Выбрать главу

Родерик упал на правое колено и повалился в сторону, ловя опору правой рукой. Тело сотрясли рыдания, а отрывистое дыхание эхом отозвалось в высокой, тихой часовне.

— Разве я недостаточно страдал? Разве я… разве я недостаточно любил, а затем потерял, чтобы удовлетворить твои жадные желания? Ты хочешь и дальше наказывать меня? Наказывать единственные души на этой земле, перед кем я могу открыть свое мертвое сердце? А-а-а-ах! Я ненавижу тебя, ты, дрянь! Приди, приди же наконец и прикончи меня! — задыхаясь, выпалил он, чувствуя, как по лицу текут слезы. — Ты уже ничего больше не способен сделать для меня — так что можешь послать меня в ад, если пожелаешь! Только освободи их всех от меня! — Последние слова вырвались у него с хрипом, с рыданиями, и он опустил голову на холодные камни перед алтарем, плечи его содрогались от рыданий.

И вот все произошло так, словно свечи в часовне догорели, золотистый отблеск угасал, переходя в мягкую, прохладную темноту. По мере того как угасал свет, замирали и рыдания Родерика, ив шумящем хаосе в его голове стали появляться более мягкие и нежные воспоминания.
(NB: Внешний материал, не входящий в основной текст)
PR #4796, opened 2026-07-10
fix(training): account for rampup_batch_size in scheduler step calculation (#2609)

### LINKED ISSUE #2609: Using `rampup_batch_size` breaks the learning rate schedule
In `ConfigContainer` there is [`_calculate_scheduler_steps`](https://github.com/NVIDIA-NeMo/Megatron-Bridge/blob/383b610dca1fe553346b37fc0172f54917b02069/src/megatron/bridge/training/config.py#L1694) which computes samples/steps for warmup/training/decay. Problem is that this doesn't account for batch size warmup. Steps are computed as `iters x global_batch_size`. Because of this warmup lasts longer in terms of iters and decay starts and ends later. For warmup and cosine scheduler it's not a big issue because you can just adjust those to last less or stop sooner. For WSD scheduler though, it's a big problem because start of the decay is computed from the end. Here is an example training setup:
- `train_iters: 100`
- `global_batch_size: 16`
- `rampup_batch_size: [8, 8, 160]`
- `lr_decay_style: WSD`
- `lr_wsd_decay_style: linear`
- `lr_warmup_iters: 10`
- `lr_wsd_decay_iters: 20`

The resulting lr schedule looks like this:
Image

As you can see warmup lasts 20 iters instead of 10 because during those 20 iters the batch size is half of `global_batch_size` and decay starts 10 iters later and doesn't get a chance to decay completely and stops half way. Increasing `train_iters` to 110 would just shift the decay to the right again because for WSD start of the decay is computed from the end.
Here is a quick fix that copies Megatron LM batch size warmup logic in order to compute correct steps/samples.

``` python
    def _get_consumed_samples_for_iterations(self, iterations: int) -> int:
        """Calculates consumed samples after a given number of iterations."""
        if iterations <= 0:
            return 0

        global_batch_size = self.train.global_batch_size

        rampup_batch_size = self.train.rampup_batch_size
        if rampup_batch_size is None:
            return iterations * global_batch_size

        # Same behavior as in Megatron LM
        # megatron/core/num_microbatches_calculator.py::RampupBatchsizeNumMicroBatchesCalculator
        assert len(rampup_batch_size) == 3, (
            'expected the following '
            'format: --rampup-batch-size <start batch size> '
            '<batch size incerement> <ramp-up samples>'
        )
        start_batch_size = int(rampup_batch_size[0])
        batch_size_increment = int(rampup_batch_size[1])
        rampup_samples = int(rampup_batch_size[2])

        diff_batch_size = global_batch_size - start_batch_size
        assert diff_batch_size >= 0, (
            'expected global batch size to be greater than or equal to start batch size, '
            f'got {global_batch_size} and {start_batch_size}'
        )
        assert diff_batch_size % batch_size_increment == 0, (
            'expected '
            f'global batch size interval ({diff_batch_size}) to be divisible by global batch '
            f'size increment ({batch_size_increment})'
        )

        num_increments = diff_batch_size // batch_size_increment
        rampup_samples_per_increment = rampup_samples / num_increments

        consumed_samples = 0
        for _ in range(iterations):
            if consumed_samples > rampup_samples:
                current_batch_size = global_batch_size
            else:
                steps = int(consumed_samples / rampup_samples_per_increment)
                current_batch_size = start_batch_size + steps * batch_size_increment
                assert current_batch_size <= global_batch_size

            consumed_samples += current_batch_size

        return consumed_samples

    def _calculate_scheduler_steps(self) -> None:
        """Calculate scheduler steps for both iteration-based and sample-based training."""
        is_sample_based = self.train.train_samples is not None

        if is_sample_based:
            if self.scheduler.lr_decay_samples is None:
                self.scheduler.lr_decay_samples = self.train.train_samples
            self.scheduler.lr_decay_steps = self.scheduler.lr_decay_samples
            self.scheduler.wd_incr_steps = self.train.train_samples

            if self.scheduler.lr_wsd_decay_samples is not None:
                self.scheduler.wsd_decay_steps = self.scheduler.lr_wsd_decay_samples

            # Warmup calculation for sample-based training
            if self.scheduler.lr_warmup_fraction is not None:
                self.scheduler.lr_warmup_steps = self.scheduler.lr_warmup_fraction * self.scheduler.lr_decay_steps
            else:
                self.scheduler.lr_warmup_steps = self.scheduler.lr_warmup_samples
        else:
            # Iteration-based training
            if self.scheduler.lr_decay_iters is None:
                self.scheduler.lr_decay_iters = self.train.train_iters
            self.scheduler.lr_decay_steps = self._get_consumed_samples_for_iterations(self.scheduler.lr_decay_iters)
            self.scheduler.wd_incr_steps = self._get_consumed_samples_for_iterations(self.train.train_iters)

            if self.scheduler.lr_wsd_decay_iters is not None:
                wsd_start_iters = max(self.scheduler.lr_decay_iters - self.scheduler.lr_wsd_decay_iters, 0)
                self.scheduler.wsd_decay_steps = (
                    self.scheduler.lr_decay_steps - self._get_consumed_samples_for_iterations(wsd_start_iters)
                )

            if self.scheduler.lr_warmup_fraction is not None:
                self.scheduler.lr_warmup_steps = self.scheduler.lr_warmup_fraction * self.scheduler.lr_decay_steps
            else:
                self.scheduler.lr_warmup_steps = self._get_consumed_samples_for_iterations(self.scheduler.lr_warmup_iters)

```

lonexreb:
## What does this PR do?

— Мое самое дорогое сокровище, — шептала его мать. — Я очень-очень люблю тебя, Родерик… как любит тебя сам Господь. Целиком. Всем сердцем. У тебя сильное сердце… Такая сила способна изменить целый мир.

И Хью:

— Я обязан тебе моей жизнью, Рик, и я проведу остаток моих дней, пытаясь отплатить тебе за это. У тебя никогда не будет более преданного друга, клянусь тебе.

И Лео:

— Ты юбишь папу? Я тосе! И наконец Микаэла:

— Вы обещали защищать меня. Верю, вы так и поступите. Я люблю вас, Родерик. И хочу стать вашей женой.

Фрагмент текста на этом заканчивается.